*** GIVEN ENTRIES
PR #159, opened 2026-03-06
Communication between frontend and backend

Nowak-Dominik:
## 🎯 MAIN GOAL
* Communication between frontend and backend
* None

## 🛠️ TESTING
- [ ] all tests succeed

**Missing tests:**
* None

## 📝 DOCUMENTATION

**Missing documentation:**
* None

## 🔍 HOW TO TEST
* Run the test corresponding to the new features.

## ⚠️ REMAINING ISSUES
* No bugs found yet
* Nothing

## ✅ CLOSED ISSUES
- #139

### DIFF
--- a/frontend/app/composables/useApi.ts
+++ b/frontend/app/composables/useApi.ts
@@ -69,7 +69,6 @@ export function useApi() {
 
   /**
    * Fallback error handler used when no onError is passed to a request.
-   * Redirects to /login on 401/403.
    */
   function handleDefaultError(status: number, message: string): void {
     if (status === 401 || status === 403) {
--- a/frontend/app/composables/useApi.ts
+++ b/frontend/app/composables/useApi.ts
@@ -1,5 +1,3 @@
-import { useAuth } from "./useAuth";
-
 export interface ApiOptions<TBody = unknown> {
   body?: TBody;
   headers?: Record<string, string>;
--- a/frontend/app/composables/useApi.ts
+++ b/frontend/app/composables/useApi.ts
@@ -1,0 +1,126 @@
+import { useAuth } from "./useAuth";
+
+export interface ApiOptions<TBody = unknown> {
+  body?: TBody;
+  headers?: Record<string, string>;
+  /** Override the default error handling for this specific request. */
+  onError?: (status: number, message: string) => void;
+}
+
+export interface ApiResponse<TData> {
+  data: TData | null;
+  error: string | null;
+  status: number | null;
+}
+
+export function useApi() {
+  const config = useRuntimeConfig();
+  const baseUrl = config.public.apiBase as string;
+  const { apiKey } = useAuth();
+
+  /**
+   * Base fetch wrapper used by all method helpers.
+   * Attaches the x-api-key header when the user is logged in.
+   * On non-ok responses, calls onError if provided, otherwise falls back to handleDefaultError.
+   */
+  async function request<TData, TBody = unknown>(
+    method: "GET" | "POST" | "PUT" | "PATCH" | "DELETE",
+    endpoint: string,
+    options: ApiOptions<TBody> = {}
+  ): Promise<ApiResponse<TData>> {
+    const { body, headers: extraHeaders, onError } = options;
+
+    const headers: Record<string, string> = {
+      "Content-Type": "application/json",
+      ...(apiKey.value ? { "x-api-key": apiKey.value } : {}),
+      ...extraHeaders,
+    };
+
+    try {
+      const response = await fetch(`${baseUrl}${endpoint}`, {
+        method,
+        headers,
+        body: body !== undefined ? JSON.stringify(body) : undefined,
+      });
+
+      const text = await response.text();
+      const data: TData | null = text ? (JSON.parse(text) as TData) : null;
+
+      if (!response.ok) {
+        const message =
+          (data as { message?: string } | null)?.message ??
+          `Request failed with status ${response.status}`;
+
+        onError ? onError(response.status, message) : handleDefaultError(response.status, message);
+
+        return { data: null, error: message, status: response.status };
+      }
+
+      return { data, error: null, status: response.status };
+    } catch (err) {
+      const message =
+        err instanceof Error ? err.message : "An unexpected network error occurred.";
+
+      onError ? onError(0, message) : handleDefaultError(0, message);
+
+      return { data: null, error: message, status: null };
+    }
+  }
+
+  /**
+   * Fallback error handler used when no onError is passed to a request.
+   * Redirects to /login on 401/403.
+   */
+  function handleDefaultError(status: number, message: string): void {
+    if (status === 401 || status === 403) {
+      console.error(`[useApi] Auth error (${status}): ${message}`);
+      navigateTo("/login");  // TODO dit moet de admin subdomain login zijn
+    } else if (status === 404) {
+      console.warn(`[useApi] Not found (404): ${message}`);
+    } else if (status === 0) {
+      console.error(`[useApi] Network error: ${message}`);
+    } else {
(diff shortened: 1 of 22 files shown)


frontend/nuxt.config.ts
```diff
@@ -11,6 +11,8 @@ export default defineNuxtConfig({
   runtimeConfig: {
     public: {
       apiBase: process.env.NUXT_API_BASE || "http://localhost:3000",
+      adminApiBase: process.env.NUXT_API_BASE || "http://localhost:3000",
```
MrLegitFTW: I would think that we will be making a seperate website for this page? Therefore this will probably be moved over to that config file. However as discussed on discord this is fine here for now.

frontend/app/utils/routes.ts
```diff
@@ -0,0 +1,33 @@
+export const ROUTES = {
```
MrLegitFTW, line 8: This is good. I like the structure.

frontend/app/utils/apiRoutes.ts
```diff
@@ -0,0 +1,33 @@
+export const API_ROUTES = {
```
MrLegitFTW, line 7: This is good structure. Allows for simple addition later.

frontend/app/composables/useBlogApi.ts
```diff
@@ -0,0 +1,26 @@
+import type { Blog, CreateBlog, UpdateBlog } from "@repo/common";
+import { API_ROUTES } from "../utils/apiRoutes";
+
+export function useBlogApi() {
```
MrLegitFTW, line 19: This could use some documentation for example.

frontend/app/composables/useEventApi.ts
```diff
@@ -0,0 +1,56 @@
+import type {
+  Event,
+  CreateEvent,
+  UpdateEvent,
+  FilterEvent,
+  Location,
+} from "@repo/common";
+import { API_ROUTES } from "../utils/apiRoutes";
+
+export function useEventApi() {
```
MrLegitFTW, line 19: This too.

frontend/app/composables/useLocationApi.ts
```diff
@@ -0,0 +1,23 @@
+import type { Location, CreateLocation, UpdateLocation } from "@repo/common";
+import { API_ROUTES } from "../utils/apiRoutes";
+
+export function useLocationApi() {
```
MrLegitFTW, line 19: Here too etc... You get the idea.

MrLegitFTW (changes requested):
This is very solid. Big fan of the structure you used here only 2 remarks realy. Would like to see more documentation for the functions. I know they may be small functions but it realy does help. And secondly (sadly) we do need some tests to verify that all is in working order. Great job so far :-)

MrLegitFTW:
Forgot to mention that you will have to add language support to most request. You can do this after #186 and #187 are merged into dev. (see index.ts under common for the language definition)

Nowak-Dominik:
force-pushed after rebasing from develop to be up to date

Alikznollet (commented):
So I hate to be the bringer of bad news and this definitely looks nice but did you take a look at 
https://nuxt.com/docs/4.x/getting-started/data-fetching
before starting with this? Nuxt has built in data fetching that would I feel like result in a lot less code that needs to be maintained.

Nowak-Dominik:
> So I hate to be the bringer of bad news and this definitely looks nice but did you take a look at https://nuxt.com/docs/4.x/getting-started/data-fetching before starting with this? Nuxt has built in data fetching that would I feel like result in a lot less code that needs to be maintained.

Yeah, good call. I looked into it already before but you're right that we should use Nuxt's $fetch. I'll update useApi.ts to use it.

The reason I didn't use it from the start is that the main benefit of useFetch/useAsyncData is preventing double-fetching in SSR mode, but since we have ssr: false in nuxt.config.ts (because we have a separate NestJS backend), that advantage doesn't apply to us.

That said, switching to $fetch over native fetch still gives us some small but worthwhile improvements like: automatic JSON parsing, better built-in error handling, and interceptor support which lets us clean up how we attach the API key. Not a huge difference since useApi.ts already handles most of this manually, but it removes some boilerplate and aligns better with how Nuxt is meant to be used.

Alikznollet:
> > So I hate to be the bringer of bad news and this definitely looks nice but did you take a look at https://nuxt.com/docs/4.x/getting-started/data-fetching before starting with this? Nuxt has built in data fetching that would I feel like result in a lot less code that needs to be maintained.
> 
> Yeah, good call. I looked into it already before but you're right that we should use Nuxt's $fetch. I'll update useApi.ts to use it.
> 
> The reason I didn't use it from the start is that the main benefit of useFetch/useAsyncData is preventing double-fetching in SSR mode, but since we have ssr: false in nuxt.config.ts (because we have a separate NestJS backend), that advantage doesn't apply to us.
> 
> That said, switching to $fetch over native fetch still gives us some small but worthwhile improvements like: automatic JSON parsing, better built-in error handling, and interceptor support which lets us clean up how we attach the API key. Not a huge difference since useApi.ts already handles most of this manually, but it removes some boilerplate and aligns better with how Nuxt is meant to be used.

My goat, I'll look into this PR again later today!

frontend/nuxt.config.ts
MrLegitFTW: these admin urls can be removed now seeing as we will not be IP-locking anymore.

MrLegitFTW (changes requested):
This looks much cleaner now it uses Nuxt's fetching code wise. I will leave the reviewing of that to @Alikznollet however. From my side it looks good, just need to remove the adminURL in the config seeing as that is no longer needed.

frontend/nuxt.config.ts
Nowak-Dominik: ow yeah you are right, will do

frontend/app/composables/useApi.ts
```diff
@@ -0,0 +1,124 @@
...
+  function patch<TData, TBody = unknown>(
+    endpoint: string,
+    body: TBody,
+    options?: Omit<ApiOptions<TBody>, "body">
+  ): Promise<ApiResponse<TData>> {
+    return request<TData, TBody>("PATCH", endpoint, { ...options, body });
+  }
+
+  /** deletion — removes the object. */
+  function del<TData>(
```
landgeet, line 116: i would refactor this to `delete` instead of `del` just for extra clarity (i know this is insanely nitpicky haha)

frontend/app/utils/routes.ts
landgeet, line 8: This file could use some documentation. A general comment explaining what this is used for should be good enough.

landgeet (changes requested):
This looks really good, well done!
- Documentation make the code clear and easy to digest.
- All tests pass and cover the main functionality.
- Everything works (as far as i can tell).

There are a couple really small nitpicky remarks listed below. If these get resolved, i'll approve!

frontend/app/composables/useApi.ts
Nowak-Dominik: I can not do that:

Image

'delete' is actually a reserved keyword in JavaScript/TypeScript so it can't be used as a function name.

landgeet: Oh yeah i forgot about that, this is fine then.

frontend/app/utils/routes.ts
Nowak-Dominik: Consider it done!

landgeet (approved):
Everything is good now!

MrLegitFTW (approved):
After all these changes I am confident in this pr.

Alikznollet (approved):
This looks great. Nothing bad to say.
******
PROBLEM TO WORK ON>
Copy exactly the lines from the top of the entries through the line with "all method helpers." in it, please, keeping both ends and adding nothing.

RESULT FOR THIS EXERCISE>
PR #159, opened 2026-03-06
Communication between frontend and backend

Nowak-Dominik:
## 🎯 MAIN GOAL
* Communication between frontend and backend
* None

## 🛠️ TESTING
- [ ] all tests succeed

**Missing tests:**
* None

## 📝 DOCUMENTATION

**Missing documentation:**
* None

## 🔍 HOW TO TEST
* Run the test corresponding to the new features.

## ⚠️ REMAINING ISSUES
* No bugs found yet
* Nothing

## ✅ CLOSED ISSUES
- #139

### DIFF
--- a/frontend/app/composables/useApi.ts
+++ b/frontend/app/composables/useApi.ts
@@ -69,7 +69,6 @@ export function useApi() {
 
   /**
    * Fallback error handler used when no onError is passed to a request.
-   * Redirects to /login on 401/403.
    */
   function handleDefaultError(status: number, message: string): void {
     if (status === 401 || status === 403) {
--- a/frontend/app/composables/useApi.ts
+++ b/frontend/app/composables/useApi.ts
@@ -1,5 +1,3 @@
-import { useAuth } from "./useAuth";
-
 export interface ApiOptions<TBody = unknown> {
   body?: TBody;
   headers?: Record<string, string>;
--- a/frontend/app/composables/useApi.ts
+++ b/frontend/app/composables/useApi.ts
@@ -1,0 +1,126 @@
+import { useAuth } from "./useAuth";
+
+export interface ApiOptions<TBody = unknown> {
+  body?: TBody;
+  headers?: Record<string, string>;
+  /** Override the default error handling for this specific request. */
+  onError?: (status: number, message: string) => void;
+}
+
+export interface ApiResponse<TData> {
+  data: TData | null;
+  error: string | null;
+  status: number | null;
+}
+
+export function useApi() {
+  const config = useRuntimeConfig();
+  const baseUrl = config.public.apiBase as string;
+  const { apiKey } = useAuth();
+
+  /**
+   * Base fetch wrapper used by all method helpers.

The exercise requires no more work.